Typically, we do not need to make use of the full predictive covariance matrix $$S$$, and instead use the diagonal of $$S$$ for uncertainty about each prediction. Often for this reason we write the predictive distribution for a single test point $$x_*$$, rather than a collection of test points.

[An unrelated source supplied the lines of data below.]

Issue #2108, opened 2022-03-08
[M2] Back Button should not go to SyncBankAccount


jh2oman:
Currently, When you go through the flow of adding a bank account, the user goes from the SyncBankAccount screen to the BankAccounts screen. The back button currently takes the user back to the SyncBankAccount screen which will leave them in a dead end that they can't get out of.

AC:
* Back button on the BankAccounts screen does not go to the SyncBankAccount screen.

ENG:
* Maybe the back button goes two screens back or to the settings page if the screen before is SyncBankAccount

PR #2161, opened 2022-03-15
Fixing various things for sync bank account screen

lisaqyli:
### Description
- Fixes  #2110 , also fixes the string on link bank account error screen

### Tested
unit tested / manual tested

PR #2182, opened 2022-03-18
add custom navigator options for bank account page

lisaqyli:
### Description
Fixes: #2108 
I separate out the fix for the navigation from this PR: https://github.com/valora-inc/wallet/pull/2161
I found out the way to clear navigation stack and replace with another screen does not work in this case b/c Settings screen does not belong to the settingsStack (defined in Navigator.tsx). It's already defined in DrawerNavigator so initiate another instance of Settings  would cause trouble. so solving the problem by customizing the header of bankAccount screen instead

### Tested

Manually and unit tested.


jh2oman (commented):
@lisaqyli Does this also cover the "swipe back" on iOS or the hardware back button on Android? I'm worried users will still be able to get to the SyncBankAccount screen using those features

lisaqyli:
@jh2oman no it doesn't.  I just pushed something to prevent hardware press back. It works well on Android but it's a bit suboptimal on iOS (it would disable all swipe backs even if user comes from settings page).

wdyt?

jh2oman:
@lisaqyli I feel like there must be a better way of going about it. Can you ask people on the retentions squad? I'm really not familiar enough with these react native navigation apis to suggest something

jh2oman (approved):

MuckT:
@lisaqyli Does this need to be tested by QA during the release cycle?

Issue #2176, opened 2022-03-17
 “There was an issue claiming your supercharge rewards.” error appears in red banner when user taps on Claim Rewards button from “Claim Rewards” screen.


ValoraQA:
**Frequency:**100%

**Repro on build version:** Android Internal Release Build V1.28.1, Test flight Release Build V1.28.1 
**Repro on devices:** Google Pixel XL (10.0), iPhone 13 mini (15.1.1), Google Pixel 2XL (11.0), iPhone 12 (14.7.1)

**Testing Account:** +12152686931/[Account Key](https://docs.google.com/spreadsheets/d/1QsoRgyn9vUDZWboh7gcG8apG3FQRXHTLzLxt2u7mrio/edit#gid=0&range=C2 )

**Pre-condition:** 
1.User must have complete the onboarding flow.
2.User must have received rewards & “Supercharge rewards are here!..” CTA must be present.

**Repro Steps:**
1.Tap on “Claim rewards” button from “Supercharge rewards are here!..” CTA in home screen.
2.Tap on “Claim rewards” button from “You have 0.01 cUSD available…” screen & observe

**Bug:**  “There was an issue claiming your supercharge rewards.” error appears in red banner when user taps on Claim Rewards button from “Claim Rewards” screen.

**Expected Behavior:** No error message must appear when user  taps on Claim Rewards button from “Claim Rewards” screen & user should be able to claim rewards successfully.

**Investigation:** This issue is not reproducible for both iOS and Android platform for some [Account](https://docs.google.com/spreadsheets/d/1QsoRgyn9vUDZWboh7gcG8apG3FQRXHTLzLxt2u7mrio/edit#gid=0&range=C4 ) 

**Impact:** User will be blocked to claim rewards received.

**Attachment:** [Error on claiming rewards.mp4](https://drive.google.com/file/d/1Vf8W-PzErvonKjwQ01YnzUSkAvPv9yR1/view?usp=sharing )

ValoraQA:
Hey @MuckT, We have verified this issue on Latest iOS App store build V1.32.2 & observed the following

- "Error while fetching pending Supercharge rewards.." error in red banner appears on home screen when user clicks on "Claim rewards" button from supercharge rewards screen.

**NOTE:** The above issue is not reproducible on android platform.

**Device:** iPhone 12 mini (15.5)
[...]

PR #2201, opened 2022-03-22
fix: Claim  Supercharge rewards with stablecoins

### LINKED ISSUE #2219: fix: Claim Supercharge rewards with stablecoins
There's a bug in the Supercharge claim feature that is causing it to only claim using CELO. Switch to use any token that the user has

gnardini:
### Description

There's a bug in the Supercharge claim feature that is causing it to only claim using CELO. Switched to use any token that the user has

### Other changes

N/A

### Tested

Manually with a manual distribution.

### Related issues

- Fixes #2219

### Backwards compatibility

N/A


kathaypacific (approved):
LGTM 🔥

jeanregisser (approved):
LGTM 👍

MuckT:
This should also fix: #2176.

PR #2220, opened 2022-03-22
Block finclusive unsupported geos 

### LINKED ISSUE #1999: [M2] block unsupported geos from connecting bank accounts
We need to make sure the link bank account step is only visible to people who should be able to access it (residents of US states except NY and TX, where Finclusive doesn't have licensing yet). 

After the user completes Persona, we should be able to access the state they are from and tell whether they should be able to continue onwards. 

Eng:
- Firebase remote config lets us restrict the feature to US only, but doesn't give us state-level granularity
- this should be done by adding an IHL endpoint to query for whether the user should be able to link their bank account (based on their Persona data)

Finclusive confirmed [here](https://valora-app.slack.com/archives/C01GK7W16BF/p1644535962091669) they don't cover US territories.

AC:
- link bank account flow only visible to states with Finclusive coverage (shows some message like "your region coming soon" otherwise (TODO get a design for this)

lisaqyli:
### Description
- Fixes #1999 
Finclusive doesn't have license in NY and TX yet. After collecting information from persona, we should prevent user from connecting a bank account if their residence is in NY or TX. 

WIP:
- finalize the copy/design with Nitya
- add tests

### Tested
WIP

### DIFF
--- a/packages/mobile/src/account/LinkBankAccountScreen.tsx
+++ b/packages/mobile/src/account/LinkBankAccountScreen.tsx
@@ -7,6 +7,7 @@ import * as React from 'react'
 import { useEffect, useState } from 'react'
 import { useTranslation } from 'react-i18next'
 import { ScrollView, StyleSheet, Text, View } from 'react-native'
+import { InquiryAttributes } from 'react-native-persona'
 import { useDeepLinkRedirector, usePlaidEmitter } from 'react-native-plaid-link-sdk'
 import { SafeAreaView } from 'react-native-safe-area-context'
 import { useDispatch, useSelector } from 'react-redux'
@@ -113,6 +114,10 @@ export function stepOneUIState({
   return StepOneUIState.Begin
 }
 
+// Persona data is parsed from step 1 to see whether the user's resident region is supported
+// This is a shared attribute between step 1 and step 2
+let isRegionSupported = false
+
 export function StepOne() {
   const { t } = useTranslation()
   const dispatch = useDispatch()
@@ -146,7 +151,28 @@ export function StepOne() {
     // Add a bit of a delay so that Persona can popup before switching to the spinner view
     setTimeout(() => setIsInPersonaFlow(true), 500)
   }
-  const onSuccessPersona = () => {
+
+  const isUserRegionSupported = (address: InquiryAttributes['address']) => {
+    if (!address) {
+      return false
+    }
+    if (!address.countryCode || address.countryCode !== 'US') {
+      return false
+    }
+
+    const UNSUPPORTED_REGION_ABBR: string[] = ['NY', 'TX']
+    if (!address.subdivisionAbbr || UNSUPPORTED_REGION_ABBR.includes(address.subdivisionAbbr)) {
+      // Finclusive currently do not support residents of NY and TX
+      return false
+    }
+    return true
+  }
+
+  const onSuccessPersona = (attributes: InquiryAttributes) => {
+    if (isUserRegionSupported(attributes.address)) {
+      isRegionSupported = true
+    }
+
     setSuccessFromPersona(true)
     setIsInPersonaFlow(false)
   }
@@ -252,7 +278,7 @@ export function StepTwo() {
   const { t } = useTranslation()
   const finclusiveKycStatus = useSelector(finclusiveKycStatusSelector)
   const plaidParams = useSelector(plaidParamsSelector)
-  const stepTwoEnabled = useSelector(linkBankAccountStepTwoEnabledSelector)
+  const stepTwoEnabled = useSelector(linkBankAccountStepTwoEnabledSelector) && isRegionSupported
   const disabled = !stepTwoEnabled || finclusiveKycStatus !== FinclusiveKycStatus.Accepted
   // This is used to handle universal links within React Native
   // https://plaid.com/docs/link/oauth/#handling-universal-links-within-react-native
--- a/packages/mobile/src/account/LinkBankAccountScreen.tsx
+++ b/packages/mobile/src/account/LinkBankAccountScreen.tsx
@@ -26,7 +26,11 @@ import VerificationDenied from 'src/icons/VerificationDenied'
 import VerificationPending from 'src/icons/VerificationPending'
 import { navigate } from 'src/navigator/NavigationService'
 import { Screens } from 'src/navigator/Screens'
-import { linkBankAccountStepTwoEnabledSelector } from '../app/selectors'
+import { isUserRegionSupportedByFinclusive } from 'src/utils/supportedRegions'
+import {
+  finclusiveUnsupportedStatesSelector,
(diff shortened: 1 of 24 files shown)


packages/mobile/test/schemas.ts
```diff
@@ -1156,6 +1156,22 @@ export const v42Schema = {
   },
 }
 
+export const v43Scheme = {
```
jh2oman, line 1159:
```suggestion
export const v43Schema = {
```

packages/mobile/src/account/LinkBankAccountScreen.tsx
```diff
@@ -146,7 +156,30 @@ export function StepOne() {
...
   }
-  const onSuccessPersona = () => {
+
+  const isUserRegionSupported = (address: InquiryAttributes['address']) => {
+    if (!address) {
+      Logger.error(TAG, 'Address field does not exist in Persona inquiry attributes')
+      return false
+    }
+    if (!address.countryCode || address.countryCode !== 'US') {
+      Logger.info(TAG, 'User region country code not in US')
```
cajubelt, line 166: this log is misleading for the case where `address.countryCode` is falsy.

packages/mobile/src/account/LinkBankAccountScreen.tsx
```diff
@@ -146,7 +156,30 @@ export function StepOne() {
...
+      return false
+    }
+
+    if (!address.subdivisionAbbr || UNSUPPORTED_REGION_ABBR.includes(address.subdivisionAbbr)) {
+      // Finclusive currently do not support residents of NY and TX
+      Logger.info(TAG, 'User region state not supported by finclusive')
```
cajubelt, line 172: same here, misleading if `address.subdivisionAbbr` is just falsy. In that case I'd expect to see a log like "missing field from address: `subdivisionAbbr`"

packages/mobile/src/account/LinkBankAccountScreen.tsx
```diff
@@ -146,7 +156,30 @@ export function StepOne() {
     // Add a bit of a delay so that Persona can popup before switching to the spinner view
     setTimeout(() => setIsInPersonaFlow(true), 500)
   }
-  const onSuccessPersona = () => {
+
+  const isUserRegionSupported = (address: InquiryAttributes['address']) => {
```
cajubelt, line 160: if this were taken outside of the StepOne function, it would be easier to unit test

packages/mobile/src/account/LinkBankAccountScreen.tsx
```diff
@@ -251,8 +284,10 @@ export function StepOne() {
 export function StepTwo() {
   const { t } = useTranslation()
   const finclusiveKycStatus = useSelector(finclusiveKycStatusSelector)
+  const finclusiveRegionSupported = useSelector(finclusiveRegionSupportedSelector)
   const plaidParams = useSelector(plaidParamsSelector)
-  const stepTwoEnabled = useSelector(linkBankAccountStepTwoEnabledSelector)
+  const stepTwoEnabled =
```
cajubelt, line 289: interesting.. so this means when the user's geo isn't supported they'll see "We successfully verified your identity. We'll let you know when you can finish linking your bank account."

cajubelt (commented):
looks pretty good :)

packages/mobile/test/schemas.ts
lisaqyli: haha good catch

packages/mobile/src/utils/supportedRegions.ts
```diff
@@ -0,0 +1,19 @@
+import { InquiryAttributes } from 'react-native-persona'
+
+export function isUserRegionSupportedByFinclusive(
```
cajubelt, line 3: I prefer the way this was implemented before, when it just returned false if the region wasn't supported.

Three reasons not to throw an error for unsupported regions:
- Runtime errors should be reserved for unexpected behavior. A person being from New York is expected, not a reason to sound the alarm!
- helper functions should be self-documenting and have predictable outputs. A function called `isUserRegionSupportedByFinclusive` that returns a boolean should return false when the user is not in a region supported, because that's what the name strongly suggests it would do. 
- in general, exceptions should not be used for control flow

packages/mobile/src/account/LinkBankAccountScreen.tsx
cajubelt: one option could be to refactor the selector `linkBankAccountStepTwoEnabledSelector` to return the value of the feature flag && finclusiveRegionSupported

cajubelt: since I'm not sure there's a use case anymore for just checking the value of the feature flag in isolation

packages/mobile/src/account/reducer.ts
```diff
@@ -294,6 +296,12 @@ export const reducer = (
         finclusiveKycStatus: action.finclusiveKycStatus,
       }
     }
+    case Actions.SET_FINCLUSIVE_REGION_SUPPORTED: {
+      return {
+        ...state,
+        finclusiveRegionSupported: true,
```
cajubelt, line 302: shouldn't it be possible to set this to false, too? like with `finclusiveRegionSupported: action.finclusiveRegionSupported`?

cajubelt (commented):
noticed a potential issue with Settings, and setting region not supported to false

packages/mobile/src/account/reducer.ts
lisaqyli: the default is false. the prop can only be set to true during the persona onSuccess callback.

cajubelt: Yes I understand that, I was suggesting that we make it possible to set to either true or false.

But whatever, I don't care that much

packages/mobile/src/utils/supportedRegions.ts
cajubelt: still don't think we should throw errors for non-error cases here

cajubelt (commented):
looks like there's one thing you may have missed from my last review.

otherwise, looks good

packages/mobile/src/utils/supportedRegions.ts
```diff
@@ -0,0 +1,19 @@
...
+  }
+  if (address.countryCode !== 'US') {
+    return false
+  }
+
+  if (unsupportedRegions.includes(address.subdivisionAbbr)) {
+    // Finclusive currently do not support residents of NY and TX
+    return false
+  }
+  return true
```
cajubelt, line 18:
```suggestion
  return address.countryCode === 'US' && !unsupportedRegions.includes(address.subdivisionAbbr)
```

cajubelt: author's choice

cajubelt (approved):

The kernel matrix has parameters $$\theta$$ that we also wish to estimate, such the amplitude $$a$$ and lengthscale $$\ell$$ of the RBF kernel above. For these purposes we use the marginal likelihood, $$p(\textbf{y} | \theta, X)$$, which we already derived in working out the marginal distributions to find the joint distribution over $$\textbf{y},\textbf{f}_*$$. As we will see, the marginal likelihood compartmentalizes into model fit and model complexity terms, and automatically encodes a notion of Occam’s razor for learning hyperparameters. For a full discussion, see MacKay Ch. 28 , and Rasmussen and Williams Ch. 5 .

import math
import os
import gpytorch
import matplotlib.pyplot as plt
import numpy as np
import torch
from scipy import optimize
from scipy.spatial import distance_matrix
from d2l import torch as d2l

d2l.set_figsize()


## 18.3.2. Equations for Making Predictions and Learning Kernel Hyperparameters in GP Regression¶

We list here the equations you will use for learning hyperparameters and making predictions in Gaussian process regression. Again, we assume a vector of regression targets $$\textbf{y}$$, indexed by inputs $$X = \{x_1,\dots,x_n\}$$, and we wish to make a prediction at a test input $$x_*$$. We assume i.i.d. additive zero-mean Gaussian noise with variance $$\sigma^2$$. We use a Gaussian process prior $$f(x) \sim \mathcal{GP}(m,k)$$ for the latent noise-free function, with mean function $$m$$ and kernel function $$k$$. The kernel itself has parameters $$\theta$$ that we want to learn. For example, if we use an RBF kernel, $$k(x_i,x_j) = a^2\exp\left(-\frac{1}{2\ell^2}||x-x'||^2\right)$$, we want to learn $$\theta = \{a^2, \ell^2\}$$. Let $$K(X,X)$$ represent an $$n \times n$$ matrix corresponding to evaluating the kernel for all possible pairs of $$n$$ training inputs. Let $$K(x_*,X)$$ represent a $$1 \times n$$ vector formed by evaluating $$k(x_*, x_i)$$, $$i=1,\dots,n$$. Let $$\mu$$ be a mean vector formed by evaluating the mean function $$m(x)$$ at every training points $$x$$.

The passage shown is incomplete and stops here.